#### Information supplied
PR #5660, opened 2024-08-27
Add option to generate CMake parameters pointing to installed dependencies

eszpotanski:
This PR adds `-save-deps-prefixes=FILE` argument to `DependencyInstaller.sh`, which dumps additional CMake parameters in form of `-D <PackageName>_ROOT=<path>`.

#### What needs to be done
The word "parameters" appears in some lines above. Return every one of those lines.

#### Solution below
Add option to generate CMake parameters pointing to installed dependencies
This PR adds `-save-deps-prefixes=FILE` argument to `DependencyInstaller.sh`, which dumps additional CMake parameters in form of `-D <PackageName>_ROOT=<path>`.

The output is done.